PROVIDED ENTRIES:
════════════════

PR #233, opened 2020-10-17
 threadInTaskInit

alekxoo:


Apps/Src/Task_Init.c
```diff
@@ -23,4 +22,172 @@ void Task_Init(void *p_arg) {
...
+				(void *)0,				// Task function args
+				TASK_IDLE_PRIO,			// Priority
+				Init_Stk,				// Stack
+				WATERMARK_STACK_LIMIT,	// Watermark limit for debugging
+				DEFAULT_STACK_SIZE,		// Stack size
+				0,						// Queue size (not needed)
+				10,						// Time quanta (time slice) 10 ticks
+				(void *)0,				// Extension pointer (not needed)
+				OS_OPT_TASK_STK_CHK | OS_OPT_TASK_SAVE_FP,	// Options
+				&err);					// return err code}
```
manthanand, line 192: This thread should destroy itself after it is done.

Apps/Src/Task_Init.c
```diff
@@ -4,9 +4,8 @@
 void Task_Init(void *p_arg) {
 
     OS_ERR err;
-
-    OSSemCreate(&SafetyCheck_Sem4,
-                "Safety Check Semaphore",
+    OSSemCreate(&Fault_Sem4,
```
manthanand, line 7: Why is this not safety check sem4?

Apps/Src/Task_Init.c
```diff
@@ -23,4 +22,172 @@ void Task_Init(void *p_arg) {
     assertOSError(err);
 
     // TODO: Initialize threads! Look at main.c for reference
+        //0
+    	OSTaskCreate(&Init_TCB,				// TCB
```
manthanand, line 26: Why are these all Init_TCB, they should all be TCB's for their own thread. These are all listed in Tasks.c

Apps/Src/Task_Init.c
```diff
@@ -23,4 +22,172 @@ void Task_Init(void *p_arg) {
...
+				"Initialize System",	// Task Name (String)
+				Task_Init,				// Task function pointer
+				(void *)0,				// Task function args
+				TASK_INIT_PRIO,			// Priority
+				Init_Stk,				// Stack
```
manthanand, line 31: They also all have their own stack sizes.

ClarkPoon (changes requested):

Apps/Src/Task_Init.c
```diff
@@ -23,4 +23,160 @@ void Task_Init(void *p_arg) {
     assertOSError(err);
 
     // TODO: Initialize threads! Look at main.c for reference
```
ClarkPoon, line 25: We should remove this comment, since it has already been done

ClarkPoon (commented):
Do you know how to get rid of the changes to the submodules, or should I do that?

manthanand:
I think we need those changes to the submodules in order for the code to work

ClarkPoon:
> I think we need those changes to the submodules in order for the code to work

Yeah, you're right

PR #234, opened 2020-10-17
Wrote SPI1 Handler that posts the MinionsIO_Sem4. 

sugamarora99:
…_Init() and a new BSP_SPI_Write() for RTOS code.


Drivers/Src/LTC6811.c
```diff
@@ -72,12 +72,34 @@ Copyright 2017 Linear Technology Corp. (LTC)
...
+// RTOS Setup
+void LTC6811_Pend(void) {
+    CPU_TS ts;
+    OS_ERR err;
+    OSSemPend(&MinionsIO_Sem4,
+                        0,
+                        OS_OPT_PEND_BLOCKING,
+                        &ts,
+                        &err);
+}
```
manthanand, line 95: Inside these functions, you should also call the assertOS function(not sure if that is the correct name but it should be in tasks.c.

Drivers/Src/LTC6811.c
```diff
@@ -72,12 +72,34 @@ Copyright 2017 Linear Technology Corp. (LTC)
...
 #include "Tasks.h"
 
 /*********************************************************/
 /*** Code that was added by UTSVT. ***/
 /*********************************************************/
 OS_MUTEX MinionsASIC_Mutex;
+bsp_os_t spi_os;
+OS_SEM MinionsIO_Sem4;
+
+#define RTOS
```
manthanand, line 85: Why do you #define RTOS here?

BSP/Inc/BSP_SPI.h
```diff
@@ -16,6 +17,23 @@
...
+
+/**
+ * @brief   Initializes the SPI port connected to the LTC6820.
+ *          This port communicates with the LTC6811 voltage and temperature
+ *          monitoring IC. The LTC6820 converts the SPI pins to 2-wire isolated SPI.
+ *          Look at analog devices website and LTC6811's or LTC6820's datasheets.
+ * @param   None
+ * @return  None
+ */
+void BSP_SPI_Init(bsp_os_t *spi_os);
```
manthanand, line 35: Instead of having this ifdef, just make it so that way the function always accepts an input of that type. When we run the baremetal version of the code, we can just load the pend and post functions with empty code. It's neater that way.

manthanand:
Were you supposed to implement the SPI IRQ in this pull request?

Drivers/Src/LTC6811.c
```diff
@@ -92,13 +114,17 @@ void LTC6811_Init(cell_asic *battMod){
     mutexExists = true;
   }
 
-	BSP_SPI_Init();				// Initialize SPI1 for voltage board	
-	
+  spi_os.pend = LTC6811_Pend;
+  spi_os.post = LTC6811_Post;
+	BSP_SPI_Init(&spi_os);				// Initialize SPI1 for voltage board
```
manthanand, line 119: In the actual BSP_Init function, you should load these function memory addresses to something in the library. Then whenever you access Minions, you would call those functions and they would run the pend and post. Also, what is the variable that this semaphore is being used on? I don't see one in BSP_SPI.c.

BSP/STM32F413/Src/BSP_SPI.c
```diff
@@ -126,3 +133,88 @@ void BSP_SPI_SetStateCS(uint8_t state) {
...
+	GPIO_InitStruct.GPIO_Speed = GPIO_Speed_50MHz;
+	GPIO_InitStruct.GPIO_OType = GPIO_OType_PP;
+    GPIO_Init(GPIOB, &GPIO_InitStruct);
+	
+	os = spi_os;
+}
+
+void BSP_SPI_Write(uint8_t txBuf, uint32_t txLen){
+	for(int32_t i = 0; i < txLen; i++){
+		SPI_WriteRead(txBuf[i]);
```
manthanand, line 214: Shouldn't you pend before the for loop and post after the for loop?

BSP/STM32F413/Src/BSP_SPI.c
```diff
@@ -126,3 +133,88 @@ void BSP_SPI_SetStateCS(uint8_t state) {
...
+	// Save the CPU registers
+	CPU_SR_ALLOC();
+
+	// Protect a critical section
+	CPU_CRITICAL_ENTER();
+
+	// make the kernel aware that the interrupt has started
+	OSIntEnter();
+	CPU_CRITICAL_EXIT();
+	os->pend();
```
manthanand, line 151: I guess we went over this in the meeting but I'm still not sure what is supposed to happen in this interrupt. All the stuff you have already done is so the interrupt can run in an RTOS. Also, you should probably post whatever you are pending.

sugamarora99: Yeah this is a typo I will fix this soon

Drivers/Src/LTC6811.c
```diff
@@ -92,13 +115,17 @@ void LTC6811_Init(cell_asic *battMod){
     mutexExists = true;
   }
```
manthanand, line 117: In here, I think you would have to have an ifdef which sets the pend and post to empty functions for baremetal. EX.
/***BAREMETAL VERSION OF CODE**/
LTC6811_Pend(){ return;}
So you would have two pend and post functions and depending on which version we are compiling. That is the version that would be placed in the struct.

BSP/STM32F413/Src/BSP_SPI.c
```diff
@@ -16,6 +20,8 @@ static uint8_t SPI_WriteRead(uint8_t txData){
 	return SPI1->DR & 0x00FF;
 }
 
+
+#ifdef BAREMETAL
```
manthanand, line 24: With the way this is set up. If we compile with RTOS, then the SPI_Init function will not be compiled.

BSP/STM32F413/Src/BSP_SPI.c
```diff
@@ -126,3 +135,34 @@ void BSP_SPI_SetStateCS(uint8_t state) {
         GPIO_ResetBits(GPIOB, GPIO_Pin_6);
     }
 }
+
+/***************THE FOLLWING CODE IS FOR THE RTOS VERSION OF THE BPS*********/
+#ifdef RTOS
+
+void SPI1_IRQHandler(void){
```
manthanand, line 142: I'm not sure if this was on purpose, but if the ifdef RTOS is here, then we would not have an IRQ for SPI when using baremetal code. If we do not want an IRQ for SPI with bare metal than this will work

sugamarora99:
This branch won't compile until either BAREMETAL or RTOS is defined- this is why the checks have failed

manthanand (dismissed):

sugamarora99:
This PR also includes the SPI3 handler and AmperesIO semaphore.

PR #240, opened 2020-11-07
Faulttask

manthanand:
Set fans to full speed when in fault state


manthanand:
This branch requires the Fan Drivers branch in order to build properly.

ClarkPoon (commented):
Why does it show the submodules as modified? @SijWoo do you know what is going on here?

ClarkPoon (approved):

PR #241, opened 2020-11-07
Decreases max temperature limit to INR's datasheets recommended relea…

SijWoo:
Decreases max **discharge** temperature limit to 55.00C. The datasheet recommends release during discharge of <60.00C.

Decreases max **charge** temperature limit to 40.00C. The datasheet recommends release during charge of <45.00C.


manthanand:
Should we also include the max temperature differential between modules?

ClarkPoon (approved):

PR #244, opened 2020-11-14
Changed GetModulesInDanger Function in Voltage.c

sugamarora99:
Voltage_GetModulesInDanger() now returns a struct that has two SafetyStatus arrays: one for the modules and one for the wires in our system.

### DIFF
--- a/Apps/Inc/Voltage.h
+++ b/Apps/Inc/Voltage.h
@@ -17,7 +17,7 @@
 typedef struct system_danger{
     SafetyStatus wire_checks[TOTAL_VOLT_WIRES];
     SafetyStatus module_checks[NUM_BATTERY_MODULES];
-} Safety_Info;
+} Voltage_Safety;
 
 /** Voltage_Init
  * Initializes all device drivers including LTC6811 and GPIO to begin Voltage Monitoring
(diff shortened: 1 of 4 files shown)


Apps/Inc/Voltage.h
```diff
@@ -14,6 +14,11 @@
 #include "common.h"
 #include "os.h"
 
+typedef struct system_danger{
+    SafetyStatus wire_checks[TOTAL_VOLT_WIRES];
+    SafetyStatus module_checks[NUM_BATTERY_MODULES];
+} Safety_Info;
```
SijWoo, line 20: I would make the struct more specific to Voltage.c since Safety_Info could be applied to Temperature.c and Amperes.c. Maybe VoltageSafetyChecks or something that has "voltage" in the same

Apps/Src/Voltage.c
```diff
@@ -162,16 +162,16 @@ SafetyStatus *Voltage_GetModulesInDanger(void){
 		if(i < NUM_BATTERY_MODULES){
 			// Check if battery is in range of voltage limit
 			if(Voltage_GetModuleMillivoltage(i) > MAX_VOLTAGE_LIMIT * MILLI_SCALING_FACTOR || Voltage_GetModuleMillivoltage(i) < MIN_VOLTAGE_LIMIT * MILLI_SCALING_FACTOR) {
```
SijWoo, line 164: This could be done later but we should separate this so we can specify UNDERVOLTAGE or OVERVOLTAGE dangers

ClarkPoon (changes requested):
We need to fix the submodules before I can merge this

ClarkPoon (approved):
Just realized the submodule changes are necessary

PR #246, opened 2020-11-14
Added undervoltage cutoff detection for charging

manthanand:


Apps/Src/Voltage.c
```diff
@@ -126,13 +127,11 @@ SafetyStatus Voltage_CheckStatus(void){
...
 		// VOLTAGE_LIMITS are in floating point. The LTC6811 sends the voltage data
 		// as unsigned 16-bit fixed point integers with a resolution of 0.00001
-		if(voltage > MAX_VOLTAGE_LIMIT * MILLI_SCALING_FACTOR){
-			return OVERVOLTAGE;
-		}
-		
-		else if(voltage < MIN_VOLTAGE_LIMIT * MILLI_SCALING_FACTOR){
-			return UNDERVOLTAGE;
+		if(voltage > MAX_VOLTAGE_LIMIT * MILLI_SCALING_FACTOR) return OVERVOLTAGE;
+		if (Current_IsCharging){
```
ClarkPoon, line 131: Shouldn't this be `if (Current_IsCharging()){`

ClarkPoon (changes requested):
Can you get rid of the changes to the submodules, or should I do that?

manthanand:
I don't think it'll let me do it so you probably should.

ClarkPoon (approved):
After a second look, the changes to the submodules in here are correct

PR #247, opened 2020-11-14
Log info edits

harshigorla:
Sends the percentage of charge left on the battery pack to EEPROM every 3 seconds


Apps/Src/Task_PetWDog.c
```diff
@@ -14,7 +14,10 @@ void Task_PetWDog(void *p_arg) {
     // If WDog_BitMap is all set:
     //      Reset watchdog timer
 
-
+     if (WDog_BitMap == 7) {
```
ClarkPoon, line 17: Not sure how this change got in here, since I thought we already merged this into the rtos branch

.vs/ProjectSettings.json
```diff
@@ -0,0 +1,3 @@
+{
```
ClarkPoon, line 1: Can you not add the .vs files or binary files (.suo, .db, .ipch, .sqlite) in the future?

ClarkPoon (changes requested):

ClarkPoon (approved):

PR #253, opened 2020-11-21
Fixed some compile warnings

ClarkPoon:


Apps/Src/Task_LogInfo.c
```diff
@@ -12,7 +13,7 @@ void Task_LogInfo(void *p_arg) {
     EEPROM_LogData(DATA_SOC, Charge_GetPercent());
 
     //1 tick every 10 millisconds, so 300 ticks for a delay of 3000ms --> 3s
-    //OS_OPT_TIME_DLY specifies relative delay, so the delay is started from the �current time + dly�.
+    //OS_OPT_TIME_DLY specifies relative delay, so the delay is started from the �current time + dly�.
```
SijWoo, line 16: Is it just me or have these quotation marks been changed to diamonds with questions marks in them?

Apps/Src/Task_PetWDog.c
```diff
@@ -1,6 +1,7 @@
 #include "Tasks.h"
 #include "os.h"
 #include <stdlib.h>
```
SijWoo, line 3: Why was stdlib included? This slipped through from another PR :P

Apps/Src/Task_LogInfo.c
ClarkPoon: I'll look into this

SijWoo (approved):
noice

PR #258, opened 2020-11-22
Can consumer

manthanand:
CanConsumer task finished by Sugam. I added code to VoltTempMonitor and Current task to send data across CAN. It will not build until Chase's branch is merged.


Apps/Src/Current.c
```diff
@@ -184,11 +185,22 @@ void Task_AmperesMonitor(void *p_arg) {
 
 	bool amperesHasBeenChecked = false;
 
+	CANData_t CanData;
+    CanData.b = 0;
+    CanData.h = 0;
+    CanData.w = 0;
```
ClarkPoon, line 191: You only have to set one of these to 0, since this is a union

Apps/Src/Task_VoltTempMonitor.c
```diff
@@ -19,11 +20,24 @@ void Task_VoltTempMonitor(void *p_arg) {
     bool openWireHasBeenChecked = false;
     bool temperatureHasBeenChecked = false;
 
+    CANData_t CanData;
+    CanData.b = 0;
+    CanData.h = 0;
+    CanData.w = 0;
```
ClarkPoon, line 26: In a union, all of the fields share the same memory, so you only have to set one of the fields

Apps/Src/Task_VoltTempMonitor.c
```diff
@@ -19,11 +20,24 @@ void Task_VoltTempMonitor(void *p_arg) {
...
+    CANMSG_t CanMsg;
     while(1) {
         // BLOCKING =====================
         // Update Voltage Measurements
         Voltage_UpdateMeasurements();
-        
+        CanMsg.id = VOLT_DATA;
+        for (int i = 0; i < NUM_BATTERY_MODULES; i++){ //send all battery module voltage data
+            CanPayload.idx = i;
+            CanData.f = Voltage_GetModuleMillivoltage(i);
```
ClarkPoon, line 36: This function returns a `uint16_t` not a `float`

Apps/Src/Task_VoltTempMonitor.c
```diff
@@ -65,7 +79,14 @@ void Task_VoltTempMonitor(void *p_arg) {
         // BLOCKING =====================
         // Update Temperature Measurements
         Temperature_UpdateAllMeasurements();
-        
+        CanMsg.id = TEMP_DATA;
+        for (int i = 0; i < NUM_BATTERY_MODULES; i++){ //send all battery module temp data
+            CanPayload.idx = i;
+            CanData.f = Temperature_GetModuleTemperature(i);
```
ClarkPoon, line 85: This function returns an `int32_t`

Apps/Src/Current.c
```diff
@@ -184,11 +185,22 @@ void Task_AmperesMonitor(void *p_arg) {
...
+    CANPayload_t CanPayload;
+    CANMSG_t CanMsg;
+
     while(1) {
         // BLOCKING =====================
         // Update Amperes Measurements
 		Current_UpdateMeasurements();
-
+		CanData.f = (float)Amps_GetReading();
```
ClarkPoon, line 199: This function returns an `int32_t` that represents a fixed point number, so you can't cast it like this

ClarkPoon (changes requested):

Apps/Src/Current.c
manthanand: So would I just return the value of Amps_GetReading()? Or would I have to assign that to an integer and then typecast that variable. Do I have to do the same for all of the other CANData's?

ClarkPoon: Maybe cast it to a float, then divide it by 1000 to get Volts? It doesn't make sense to use a float if we are not using the fraction part of it

manthanand:
I'm confused by why we are sending floating-point data across the CAN when we could just send the data in it's original form. Is it necessary for it to be in floating point or can we store it somewhere else since it will be a union anyways? Also, in the comments where the CANData is defined, it says only one of the places should be given data. That is why I made all the other values 0 (instead of just one).

Apps/Src/Current.c
ClarkPoon: Also, the Amps pull request has been merged into rtos, so you can merge rtos into this and get it to build

ClarkPoon:
> I'm confused by why we are sending floating-point data across the CAN when we could just send the data in it's original form. Is it necessary for it to be in floating point or can we store it somewhere else since it will be a union anyways? Also, in the comments where the CANData is defined, it says only one of the places should be given data. That is why I made all the other values 0 (instead of just one).

I think we are using floats so we can send volts with decimals instead of millivolts. If we just want to send data in units of millivolts, then yes it makes more sense to send an integer

Apps/Src/Task_VoltTempMonitor.c
manthanand: In that case, I will only set the one that has data in it and I will remove all the 0's.

Apps/Src/Task_VoltTempMonitor.c
manthanand: How should I convert this to a float? I'm not sure how the data is being read (are all 32 bits meant to be for 2 digit celsius numbers)?

ClarkPoon (approved):

PR #263, opened 2020-12-06
Warnings

chaseblock:


BSP/Simulator/Src/BSP_UART.c
```diff
@@ -209,9 +209,15 @@ static bool RxFifo_Peek(uint8_t *data, UART_Port usart) {
...
+
+    // In event of an error, assume it is full
+    return true;
 }
 
 static bool RxFifo_IsEmpty(UART_Port usart) {
     if (usart == UART_USB) return rxGet3 == rxPut3;
     if (usart == UART_BLE) return rxGet2 == rxPut2;
+
+    // In event of an error, assume it is not empty
```
ClarkPoon, line 221: Why are we choosing these assumptions if we have an error? It seems like we would want to return 'true' for both error cases, since `RxFifo_Get()` and `RxFifo_Put()` do nothing if we return `true`

ClarkPoon (approved):

PR #265, opened 2020-12-12
Battery Balancing Task

sugamarora99:


Apps/Src/Task_BatteryBalance.c
```diff
@@ -1,15 +1,17 @@
...
 void Task_BatteryBalance(void *p_arg) {
     (void)p_arg;
 
     OS_ERR err;
 
-    while(1) {
-        // Todo: Battery balancing
-
+    while(1){
+        Balancing_Balance(Minions);
```
ClarkPoon, line 14: If you access the Minions array, you need to use the `MinionsASIC_Mutex` (see Voltage.c). I think it would probably be best to add the mutex calls to the functions in Balancing.c that access this array, since if you add it on the task level, this will stop the voltage and temperature thread from running most of the time

ClarkPoon (changes requested):

ClarkPoon (approved):

ClarkPoon (approved):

════════════════

Nothing but the lines from the beginning of the records through the line with "Yeah, you're right" should appear, each printed exactly.

PR #233, opened 2020-10-17
 threadInTaskInit

alekxoo:


Apps/Src/Task_Init.c
```diff
@@ -23,4 +22,172 @@ void Task_Init(void *p_arg) {
...
+				(void *)0,				// Task function args
+				TASK_IDLE_PRIO,			// Priority
+				Init_Stk,				// Stack
+				WATERMARK_STACK_LIMIT,	// Watermark limit for debugging
+				DEFAULT_STACK_SIZE,		// Stack size
+				0,						// Queue size (not needed)
+				10,						// Time quanta (time slice) 10 ticks
+				(void *)0,				// Extension pointer (not needed)
+				OS_OPT_TASK_STK_CHK | OS_OPT_TASK_SAVE_FP,	// Options
+				&err);					// return err code}
```
manthanand, line 192: This thread should destroy itself after it is done.

Apps/Src/Task_Init.c
```diff
@@ -4,9 +4,8 @@
 void Task_Init(void *p_arg) {
 
     OS_ERR err;
-
-    OSSemCreate(&SafetyCheck_Sem4,
-                "Safety Check Semaphore",
+    OSSemCreate(&Fault_Sem4,
```
manthanand, line 7: Why is this not safety check sem4?

Apps/Src/Task_Init.c
```diff
@@ -23,4 +22,172 @@ void Task_Init(void *p_arg) {
     assertOSError(err);
 
     // TODO: Initialize threads! Look at main.c for reference
+        //0
+    	OSTaskCreate(&Init_TCB,				// TCB
```
manthanand, line 26: Why are these all Init_TCB, they should all be TCB's for their own thread. These are all listed in Tasks.c

Apps/Src/Task_Init.c
```diff
@@ -23,4 +22,172 @@ void Task_Init(void *p_arg) {
...
+				"Initialize System",	// Task Name (String)
+				Task_Init,				// Task function pointer
+				(void *)0,				// Task function args
+				TASK_INIT_PRIO,			// Priority
+				Init_Stk,				// Stack
```
manthanand, line 31: They also all have their own stack sizes.

ClarkPoon (changes requested):

Apps/Src/Task_Init.c
```diff
@@ -23,4 +23,160 @@ void Task_Init(void *p_arg) {
     assertOSError(err);
 
     // TODO: Initialize threads! Look at main.c for reference
```
ClarkPoon, line 25: We should remove this comment, since it has already been done

ClarkPoon (commented):
Do you know how to get rid of the changes to the submodules, or should I do that?

manthanand:
I think we need those changes to the submodules in order for the code to work

ClarkPoon:
> I think we need those changes to the submodules in order for the code to work

Yeah, you're right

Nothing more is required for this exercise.